> Exercise aim: A single count is required: the lines of the data below in which the word "finalSingleId" occurs.

> Supplied information:

PR #45, opened 2022-04-12
Ashton Martin

AshtonMar:
Onboarding JS Project

### DIFF
--- a/app.ts
+++ b/app.ts
@@ -3,54 +3,54 @@ let recordNav: any = document.querySelector("#record-navigation-container"); //N
 let headingColumns: any = document.querySelector("#column-headings-container"); //Headings;
 let infoColumns: any = document.querySelector("#info-columns-container"); //Information;
 
+// Creates the navigation.
 function createNavigation() {
   recordNav.innerHTML = `
-  <div class="next-previous-navigation">
   <div class="next-previous-navigation-btns">
     <button class="previous-records-btn">Previous</button>
     <button class="next-records-btn">Next</button>
     <button class="reset-records-btn">First Page</button>
     <button class="last-records-btn">Last Page</button>
   </div>
-</div>
-<div class="current-page-container">
-<p class=current-page></p>
-</div>
-<div class="select-confirm">
+  <div class="select-confirm">
   <select name="record-selection" id="record-selection">
+  <option value="single">Single Records</option>
     <option value="multiple">Multiple Records</option>
-    <option value="single">Single Records</option>
   </select>
   <button onclick="recordSelection()" id="confirmation-btn">
     Confirm Selection
   </button>
-</div>
+  </div>
+  <div class="current-page-container">
+    <p class=current-page></p>
+  </div>
+
   `;
 }
 
+// Heading and info grid being created.
 function createHeadingGrid(headings: any) {
   let headingsData: any = `<h1 class="column-heading">${headings}</h1>`;
   headingColumns.innerHTML += headingsData;
 }
 
-function createGrid(columnData: string) {
-  let infoRowColumns: any = `
-    <div class="info-data-row">
-    <p class="info-column">${columnData[0]}</p>
-    <p class="info-column">${columnData[1]}</p>
-    <p class="info-column">${columnData[2]}</p>
-    <p class="info-column">${columnData[3]}</p>
-    <p class="info-column">${columnData[4]}</p>
-    <p class="info-column">${columnData[5]}</p>
-    <p class="info-column">${columnData[6]}</p>
-    <p class="info-column">${columnData[7]}</p>
-    <p class="info-column">${columnData[8]}</p>
-    <p class="info-column">${columnData[9]}</p>
-    <p class="info-column">${columnData[10]}</p>
-  </div>`;
-  infoColumns.innerHTML += infoRowColumns;
+function dynamicGrid(columnData: any) {
+  // Creates the row that the info will display and adds it to the infoColumnsArea.
+  let infoDataRow = `<div id="info-row-${columnData[0]}" class="info-rows"></div>`;
+  infoColumns.innerHTML += infoDataRow;
+  // Gets the created rows.
+  let finalInfoDataRow: any = document.querySelector(
+    "#info-row-" + columnData[0] + ".info-rows"
+  );
+
+  // Loops through
+  for (let x = 0; x < columnData.length; x++) {
+    let Div = `<p class="info-row-data">${columnData[x]}</p>`;
+    finalInfoDataRow.innerHTML += Div;
+  }
 }
 
+// Adds data in the heading and info grid.
 function fetchData() {
   // Gets headings array
   fetch("http://localhost:2050/columns", {
@@ -84,7 +84,8 @@ function fetchData() {
         .then((data) => {
           let columnDataList = JSON.parse(data);
           for (let i = 0; i < columnDataList.length; i++) {
-            createGrid(columnDataList[i]);
+            // createGrid(columnDataList[i]);
+            dynamicGrid(columnDataList[i]);
           }
         });
     });
@@ -94,8 +95,112 @@ function fetchData() {
 
 fetchData();
 
+// The functionality to move through an amount of records.
+function nextPrevious(firstId: any, finalId: any) {
+  // Btn's used to move from page to page.
+  let nextBtn: any = document.querySelector(".next-records-btn");
+  let previousBtn: any = document.querySelector(".previous-records-btn");
+
+  // Btn's used to move directly to the last and first page.
+  let firstPageBtn: any = document.querySelector(".reset-records-btn");
+  let lastPageBtn: any = document.querySelector(".last-records-btn");
+
+  // The area where the current page is shown.
+  let currentPage: any = document.querySelector(".current-page");
+
+  // The id's of the records that represent the first and last record of the page.
+  let numberOne: number = firstId;
+  let numberTwo: number = finalId;
+  const amountRecords: number = 15;
+
+  // Dsplays the current page.
+  currentPage.innerHTML = numberOne + " / " + numberTwo + " First Page";
+
+  if (numberOne === 0 && numberTwo === 14) {
+    previousBtn.disabled = true;
+  } else {
+    //pass
+  }
+
+  // The button that takes you to the first page.
+  firstPageBtn.addEventListener("click", () => {
+    let nextNumberOne: number = 0;
+    let nextNumberTwo: number = 14;
+    previousBtn.disabled = true;
+    nextBtn.disabled = false;
+
+    currentPage.innerHTML = "";
+    currentPage.innerHTML =
+      nextNumberOne + " / " + nextNumberTwo + " First Page";
+    numberOne = nextNumberOne;
+    numberTwo = nextNumberTwo;
+    nextPageData(numberOne, numberTwo);
+  });
+
+  // The button that takes you to the last page.
+  lastPageBtn.addEventListener("click", () => {
+    let nextNumberOne: number = 999985;
+    let nextNumberTwo: number = 999999;
+    nextBtn.disabled = true;
+    previousBtn.disabled = false;
+
+    currentPage.innerHTML = "";
+    currentPage.innerHTML =
+      nextNumberOne + " / " + nextNumberTwo + " Last Page";
+    numberOne = nextNumberOne;
+    numberTwo = nextNumberTwo;
+    nextPageData(numberOne, numberTwo);
+  });
+
+  // The button that takes you to the next page.
+  nextBtn.addEventListener("click", () => {
+    let nextNumberOne: number = numberOne + amountRecords;
+    let nextNumberTwo: number = numberTwo + amountRecords;
+    previousBtn.disabled = false;
+
+    if (nextNumberOne === 999985 && nextNumberTwo === 999999) {
+      currentPage.innerHTML = "";
+      currentPage.innerHTML =
+        nextNumberOne + " / " + nextNumberTwo + " Final Page";
+      numberOne = nextNumberOne;
+      numberTwo = nextNumberTwo;
+      nextPageData(numberOne, numberTwo);
+      nextBtn.disabled = true;
+    } else {
+      currentPage.innerHTML = "";
+      currentPage.innerHTML = nextNumberOne + " / " + nextNumberTwo;
+      numberOne = nextNumberOne;
+      numberTwo = nextNumberTwo;
+      nextPageData(numberOne, numberTwo);
+    }
+  });
+
+  // The button that takes you to the previous page.
+  previousBtn.addEventListener("click", () => {
+    let nextNumberOne: number = numberOne - amountRecords;
+    let nextNumberTwo: number = numberTwo - amountRecords;
+    nextBtn.disabled = false;
+
+    if (nextNumberOne === 0 && nextNumberTwo === 14) {
+      currentPage.innerHTML = "";
+      currentPage.innerHTML =
+        nextNumberOne + " / " + nextNumberTwo + " First Page";
+      numberOne = nextNumberOne;
+      numberTwo = nextNumberTwo;
+      nextPageData(numberOne, numberTwo);
+      previousBtn.disabled = true;
+    } else {
+      currentPage.innerHTML = "";
+      currentPage.innerHTML = nextNumberOne + " / " + nextNumberTwo;
+      numberOne = nextNumberOne;
+      numberTwo = nextNumberTwo;
+      nextPageData(numberOne, numberTwo);
+    }
+  });
+}
+
 function nextPageData(firstNumber: any, secondNumber: any) {
-  // Fetching information
+  // Fetching information that will display when you go to the next or previous page.
   fetch(
     "http://localhost:2050/records?from=" + firstNumber + "&to=" + secondNumber,
     {
@@ -108,100 +213,12 @@ function nextPageData(firstNumber: any, secondNumber: any) {
       let columnDataList = JSON.parse(data);
       infoColumns.innerHTML = "";
       for (let i = 0; i < columnDataList.length; i++) {
-        createGrid(columnDataList[i]);
+        dynamicGrid(columnDataList[i]);
       }
     });
 }
 
-function nextPrevious(firstId: any, finalId: any) {
-  let nextBtn: any = document.querySelector(".next-records-btn");
-  let previousBtn: any = document.querySelector(".previous-records-btn");
-  let resetBtn: any = document.querySelector(".reset-records-btn");
-  let lastPageBtn: any = document.querySelector(".last-records-btn");
-  let currentPage: any = document.querySelector(".current-page");
-
-  let numberOne: number = firstId;
-  let numberTwo: number = finalId;
-  const amountRecords: number = 15;
-
-  currentPage.innerHTML = numberOne + " -> " + numberTwo + " First Page";
-
-  if (numberOne === 0 && numberTwo === 14) {
-    previousBtn.disabled = true;
-  } else {
-    //pass
-  }
-
-  resetBtn.addEventListener("click", () => {
-    let nextNumberOne: number = 0;
-    let nextNumberTwo: number = 14;
-    previousBtn.disabled = true;
-    nextBtn.disabled = false;
-
-    currentPage.innerHTML = "";
-    currentPage.innerHTML = nextNumberOne + " -> " + nextNumberTwo;
-    numberOne = nextNumberOne;
-    numberTwo = nextNumberTwo;
-    nextPageData(numberOne, numberTwo);
-  });
-
-  lastPageBtn.addEventListener("click", () => {
-    let nextNumberOne: number = 999985;
-    let nextNumberTwo: number = 999999;
-    nextBtn.disabled = true;
-    previousBtn.disabled = false;
-
-    currentPage.innerHTML = "";
-    currentPage.innerHTML = nextNumberOne + " -> " + nextNumberTwo;
-    numberOne = nextNumberOne;
-    numberTwo = nextNumberTwo;
-    nextPageData(numberOne, numberTwo);
-  });
-
-  nextBtn.addEventListener("click", () => {
-    let nextNumberOne: number = numberOne + amountRecords;
-    let nextNumberTwo: number = numberTwo + amountRecords;
-    previousBtn.disabled = false;
-
-    if (nextNumberOne === 999985 && nextNumberTwo === 999999) {
-      currentPage.innerHTML = "";
-      currentPage.innerHTML =
-        nextNumberOne + " -> " + nextNumberTwo + " Final Page";
-      numberOne = nextNumberOne;
-      numberTwo = nextNumberTwo;
-      nextPageData(numberOne, numberTwo);
-      nextBtn.disabled = true;
-    } else {
-      currentPage.innerHTML = "";
-      currentPage.innerHTML = nextNumberOne + " -> " + nextNumberTwo;
-      numberOne = nextNumberOne;
-      numberTwo = nextNumberTwo;
-      nextPageData(numberOne, numberTwo);
-    }
-  });
-
-  previousBtn.addEventListener("click", () => {
-    let nextNumberOne: number = numberOne - amountRecords;
-    let nextNumberTwo: number = numberTwo - amountRecords;
-    nextBtn.disabled = false;
-
-    if (nextNumberOne === 0 && nextNumberTwo === 14) {
-      currentPage.innerHTML = "";
-      currentPage.innerHTML =
-        nextNumberOne + " -> " + nextNumberTwo + " First Page";
-      numberOne = nextNumberOne;
-      numberTwo = nextNumberTwo;
-      nextPageData(numberOne, numberTwo);
-      previousBtn.disabled = true;
-    } else {
-      currentPage.innerHTML = "";
-      currentPage.innerHTML = nextNumberOne + " -> " + nextNumberTwo;
-      numberOne = nextNumberOne;
-      numberTwo = nextNumberTwo;
-      nextPageData(numberOne, numberTwo);
-    }
-  });
-}
+// Checks if you looking for a single or multiple records.
 function recordSelection() {
   let selectionArea: any = recordNav;
   let recordSelector: any = document.querySelector("#record-selection");
@@ -212,11 +229,139 @@ function recordSelection() {
     recordSelectionValue === "multiple" ||
     recordSelectionValue === "single"
   ) {
-    if (recordSelectionValue === "multiple") {
+    if (recordSelectionValue === "single") {
+      let multipleSingleRecordSelection = `
+    <button id="return-btn">Return</button>
+      <div id="user-input-data">
+        <div class="navigation-input-area-id" id="id">
+          <label class="record-labels" for="record-id"
+            >Enter record ID :
+          </label>
+          <input
+            type="number"
+            min="0"
+            name="record-id"
+            id="record-id"
+            class="navigation-input"
+            value="0"
+          />
+        </div>
+      </div>
+    <button id="get-record-btn">See Record</button>
+    `;
+      selectionArea.innerHTML = "";
+      selectionArea.innerHTML = multipleSingleRecordSelection;
+
+      let returnBtn: any = document.querySelector("#return-btn");
+
+      returnBtn.addEventListener("click", () => {
+        let recordsViewed: any;
+        let viewedRecords: any = [];
+        for (let i = 0; i < records.length; i++) {
+          recordsViewed = JSON.parse(records[i])["ID"];
+          viewedRecords.push(recordsViewed);
+        }
+        alert("Records you have viewed " + viewedRecords);
+        headingColumns.innerHTML = "";
+        infoColumns.innerHTML = "";
+        fetchData();
+        createNavigation();
+      });
+
+      let getSingleRecord: any = document.querySelector("#get-record-btn");
+
+      getSingleRecord.addEventListener("click", () => {
+        infoColumns.innerHTML = "";
+        // Id input
+        let IdSelection: any = document.querySelector("#record-id");
+
+        //Values Needed
+        let IdValue = IdSelection.value;
+        let numberCheck: number = 12 - Number(IdValue);
+
+        // Value checks
+        if (IdValue.length === 0) {
+          alert("You have entered an incorrect character.");
+        } else {
+          if (IdValue > 999999) {
+            alert("The record you are looking for does not exist");
+            IdValue = 0;
+          } else {
+            //pass
+          }
+
+          if (typeof numberCheck === "number") {
+            let record = {
+              ID: IdValue,
+            };
+
+            let arrayRecord = JSON.stringify(record);
+            let isInArray = records.includes(arrayRecord);
+            let finalSingleId: number;
+            let properId: any;
+
+            if (IdValue > 999984) {
+              properId = IdValue;
+              finalSingleId = 999999;
+              IdValue = 999984;
+            } else {
+              finalSingleId = Number(IdValue) + 15;
+            }
+
+            if (isInArray === false || isInArray === true) {
+              if (isInArray === true) {
+                let removeIndex = records.indexOf(record["ID"]);
+                records.splice(removeIndex);
+              } else {
+                //pass
+              }
+
+              // Fetching information
+              fetch(
+                "http://localhost:2050/records?from=" +
+                  IdValue +
+                  "&to=" +
+                  finalSingleId,
+                {
+                  method: "GET",
+                  headers: { "Content-Type": "application/json" },
+                }
+              )
+                .then((response) => response.text())
+                .then((data) => {
+                  let columnDataList = JSON.parse(data);
+
+                  infoColumns.innerHTML += "";
+                  for (let i = 0; i < columnDataList.length; i++) {
+                    if (IdValue == 999984) {
+                      IdValue = properId;
+                      console.log(properId);
+                    } else {
+                      //pass
+                    }
+                    createGridSingle(columnDataList[i], IdValue);
+                  }
+                });
+
+              records.push(arrayRecord);
+
+              for (let i = 0; i < records.length; i++) {
+                JSON.parse(records[i]);
+              }
+            } else {
+              alert("There is a problem accessing the record.");
+            }
+          } else {
+            alert("Enter apropriate inputs please.");
+          }
+        }
+      });
+
+      records = records;
+    } else if (recordSelectionValue === "multiple") {
       let multipleRecordSelection = `
-        <button id="multiple-return-btn" class="return-btn">Return</button>
-        <div id="user-input-data">
-        <div class="navigation-input-area">
+      <button id="return-btn">Return</button>
+      <div id="user-input-data">
           <div class="navigation-input-area-id" id="from-id">
             <label class="record-labels" for="record-id"
               >Enter starting record ID :
@@ -229,31 +374,23 @@ function recordSelection() {
               class="navigation-input"
               value="0"
             />
-          </div>
-          <div class="navigation-input-area-id" id="from-id">
-            <label class="record-labels" for="record-id"
-              >Enter stop record ID :
-            </label>
             <input
-              type="number"
-              min="0"
-              name="record-id"
-              id="to-record-id"
-              class="navigation-input"
-              value="15"
-            />
+            type="number"
+            readonly
+            disabled
+            min="0"
+            name="record-id"
+            id="to-record-id"
+            class="navigation-input"
+          />
           </div>
-        </div>
       </div>
-      <button id="multiple-submit-btn" class="submit-btn" >Get Records</button>
+      <button id="submit-btn">Get Records</button>
       `;
       selectionArea.innerHTML = "";
       selectionArea.innerHTML = multipleRecordSelection;
 
-      let returnBtn: any = document.querySelector(
-        "#multiple-return-btn.return-btn"
-      );
-
+      let returnBtn: any = document.querySelector("#return-btn");
       returnBtn.addEventListener("click", () => {
         records = [];
         headingColumns.innerHTML = "";
@@ -262,10 +399,8 @@ function recordSelection() {
         createNavigation();
       });
 
-      let multipleSubmitBtn: any = document.querySelector(
-        "#multiple-submit-btn.submit-btn"
-      );
-      multipleSubmitBtn.addEventListener("click", () => {
+      let SubmitBtn: any = document.querySelector("#submit-btn");
+      SubmitBtn.addEventListener("click", () => {
         let fromIdSelection: any = document.querySelector(
           "#from-record-id.navigation-input"
         );
@@ -274,217 +409,81 @@ function recordSelection() {
         );
 
         let fromIdValue = fromIdSelection.value;
-        let toIdValue = toIdSelection.value;
 
-        if (fromIdValue.length === 0 || toIdValue === 0) {
-          alert(
-            "You left one of the record id inputs empty or you have entered an incorrect character."
-          );
-        } else {
-          if (
-            (fromIdValue !== null && toIdValue !== null) ||
-            (fromIdValue !== "" && toIdValue !== "")
-          ) {
-            const totalRecordsAllowed = 16;
-            let recordCount: number =
-              Number(toIdValue) - Number(fromIdValue) + 1;
-            if (
-              recordCount > totalRecordsAllowed ||
-              typeof recordCount !== "number"
-            ) {
-              let excessRecords = recordCount - totalRecordsAllowed;
-              toIdValue = toIdValue - excessRecords;
-              alert(
-                "The data you entered is incorrect or you trying to access to much records only " +
-                  totalRecordsAllowed +
-                  " records can be accessed at a time. You have " +
-                  excessRecords +
-                  " excess records"
-              );
-              // Fetching information
-              fetch(
-                "http://localhost:2050/records?from=" +
-                  fromIdValue +
-                  "&to=" +
-                  toIdValue,
-                {
-                  method: "GET",
-                  headers: { "Content-Type": "application/json" },
-                }
-              )
-                .then((response) => response.text())
-                .then((data) => {
-                  let columnDataList = JSON.parse(data);
-
-                  infoColumns.innerHTML = "";
-                });
-            } else if (recordCount <= 16 || typeof recordCount === "number") {
-              // Fetching information
-              fetch(
-                "http://localhost:2050/records?from=" +
-                  fromIdValue +
-                  "&to=" +
-                  toIdValue,
-                {
-                  method: "GET",
-                  headers: { "Content-Type": "application/json" },
-                }
-              )
-                .then((response) => response.text())
-                .then((data) => {
-                  let columnDataList = JSON.parse(data);
-
-                  infoColumns.innerHTML = "";
-                  for (let i = 0; i < columnDataList.length; i++) {}
-                });
-            }
-          } else {
-            alert(
-              "Sorry there has been a problem. Please check your inputs make sure you have both filled."
-            );
-          }
-        }
-      });
-    } else if (recordSelectionValue === "single") {
-      let multipleSingleRecordSelection = `
-      <button id="multiple-single-return-btn" class="return-btn">Return</button>
-      <div id="user-input-data">
-        <div class="navigation-input-area">
-          <div class="navigation-input-area-id" id="id">
-            <label class="record-labels" for="record-id"
-              >Enter record ID :
-            </label>
-            <input
-              type="number"
-              min="0"
-              name="record-id"
-              id="record-id"
-              class="navigation-input"
-              value="0"
-            />
-          </div>
-          <div id="multiple-single-selection" class="navigation-input-area-id">
-            <label class="record-labels" for="record-id"
-              >Enter record content letter (Optional) :
-            </label>
-            <select
-              name="record-content"
-              class="navigation-input"
-              id="record-content"
-            >
-              <option value="none">Select Letter</option>
-              <option value="a">A</option>
-              <option value="b">B</option>
-              <option value="c">C</option>
-              <option value="d">D</option>
-              <option value="e">E</option>
-              <option value="f">F</option>
-              <option value="g">G</option>
-              <option value="h">H</option>
-              <option value="i">I</option>
-              <option value="j">J</option>
-            </select>
-          </div>
-        </div>
-      </div>
-      <button id="add-records-btn" class="add-btn">See Records</button>
-      `;
-      selectionArea.innerHTML = "";
-      selectionArea.innerHTML = multipleSingleRecordSelection;
-      let returnBtn: any = document.querySelector(
-        "#multiple-single-return-btn.return-btn"
-      );
-      returnBtn.addEventListener("click", () => {
-        alert("Records you have viewed " + records);
-        headingColumns.innerHTML = "";
-        infoColumns.innerHTML = "";
-        fetchData();
-        createNavigation();
-      });
-      let addMulitpleSingularRecords: any = document.querySelector(
-        "#add-records-btn.add-btn"
-      );
-
-      addMulitpleSingularRecords.addEventListener("click", () => {
-        // Inputs and selects
-        let IdSelection: any = document.querySelector(
-          "#record-id.navigation-input"
-        );
-
-        let letterValueSelection: any =
-          document.querySelector("#record-content");
-
-        //Values Needed
-        let IdValue = IdSelection.value;
-        let letterValue = letterValueSelection.value;
-        let numberCheck: number = 12 - Number(IdValue);
-        const recordAmount: number = 16;
-        let amountOfRecords = records.length;
-
-        if (amountOfRecords > recordAmount) {
-          alert("That is the total amount of records that can be added");
-        } else if (amountOfRecords === 0) {
-          infoColumns.innerHTML = "";
+        if (fromIdValue > 999984 && fromIdValue <= 999999) {
+          fromIdValue = 999984;
+          alert("You have reached the final page");
         } else {
           //pass
         }
 
-        if (IdValue.length === 0 || letterValue === "none") {
-          alert(
-            "You left one of the record id inputs empty or you have entered an incorrect character."
-          );
+        const totalRecordsAllowed = 15;
+
+        let toIdSelectionValue = (toIdSelection.value =
+          Number(fromIdValue) + 15);
+        let toIdValue = toIdSelectionValue;
+
+        let recordCount: number = Number(toIdValue) - Number(fromIdValue);
+
+        if (recordCount !== 15 || fromIdValue > 999999) {
+          fromIdSelection.value = "0";
+          toIdSelection.value = "14";
+          alert("Your entered ID is not correct or does not exist");
         } else {
-          if (
-            typeof numberCheck === "number" &&
-            typeof letterValue === "string"
-          ) {
-            let record = {
-              Id: IdValue,
-              letterId: letterValue,
-            };
-            let arrayRecord = JSON.stringify(record);
-            let isInArray = records.includes(arrayRecord);
-
-            if (isInArray === false) {
-              // Fetching information
-              fetch(
-                "http://localhost:2050/records?from=" +
-                  IdValue +
-                  "&to=" +
-                  IdValue,
-                {
-                  method: "GET",
-                  headers: { "Content-Type": "application/json" },
-                }
-              )
-                .then((response) => response.text())
-                .then((data) => {
-                  let columnDataList = JSON.parse(data);
-
-                  infoColumns.innerHTML += "";
-                  console.log(columnDataList);
-                });
-              records.push(arrayRecord);
-
-              for (let i = 0; i < records.length; i++) {
-                JSON.parse(records[i]);
+          if (totalRecordsAllowed === recordCount && fromIdValue <= 999999) {
+            // Fetching information
+            fetch(
+              "http://localhost:2050/records?from=" +
+                fromIdValue +
+                "&to=" +
+                toIdValue,
+              {
+                method: "GET",
+                headers: { "Content-Type": "application/json" },
               }
-            } else {
-              alert("The record was already added");
-            }
+            )
+              .then((response) => response.text())
+              .then((data) => {
+                let columnDataList = JSON.parse(data);
+
+                infoColumns.innerHTML = "";
+                for (let i = 0; i < columnDataList.length; i++) {
+                  dynamicGrid(columnDataList[i]);
+                }
+              });
           } else {
-            alert("Enter apropriate inputs please");
+            alert("Sorry there has been a problem. Please check your inputs.");
           }
         }
       });
-      records = records;
     } else {
-      alert(
-        "Sorry there has been a problem. The page will reload can you please try again."
-      );
+      alert("Sorry there has been a problem.");
       window.location.reload();
     }
   } else {
-    alert("Error");
+    alert("Something went wrong.");
+  }
+}
+
+// Highlights the record you are searching for.
+function createGridSingle(columnData: string, highlightedRecord: any) {
+  // Creates the row that the info will display and adds it to the infoColumnsArea.
+  let infoDataRow = `<div id="info-row-${columnData[0]}" class="info-rows"></div>`;
+  infoColumns.innerHTML += infoDataRow;
+
+  // Gets the created rows.
+  let finalInfoDataRow: any = document.querySelector(
+    "#info-row-" + columnData[0] + ".info-rows"
+  );
+
+  // Loops through the data.
+  for (let x = 0; x < columnData.length; x++) {
+    let Div = `<p class="info-row-data">${columnData[x]}</p>`;
+    finalInfoDataRow.innerHTML += Div;
+  }
+  if (highlightedRecord == columnData[0]) {
+    finalInfoDataRow.style.color = "red";
+  } else {
+    //pass
   }
 }
--- a/app.ts
+++ b/app.ts
@@ -1,43 +1,44 @@
-let headingColumns: any = document.querySelector("#column-headings-container"); // Headings
-let infoColumns: any = document.querySelector("#info-columns-container"); // Information
 let fromNumber = 0;
 let recordNumberTotal: number;
 let count = 0;
 let timeout = 0;
 
 window.onload = () => {
-  fromNumber = 0;
+    fromNumber = 0;
 };
 
 let debounce = (func: any, delay: number) => {
-  return function () {
-    clearTimeout(timeout);
+    return function () {
+        clearTimeout(timeout);
 
-    timeout = setTimeout(() => {
-      func();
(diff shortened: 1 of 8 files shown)


app.ts
```diff
@@ -0,0 +1,414 @@
...
+
+      if (firstId === 0) {
+        previousBtn.disabled = true;
+        nextBtn.disabled = false;
+      } else if (finalId === 999999) {
+        nextBtn.disabled = true;
+        previousBtn.disabled = false;
+      } else {
+        //pass
+      }
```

> Solution for this exercise: 4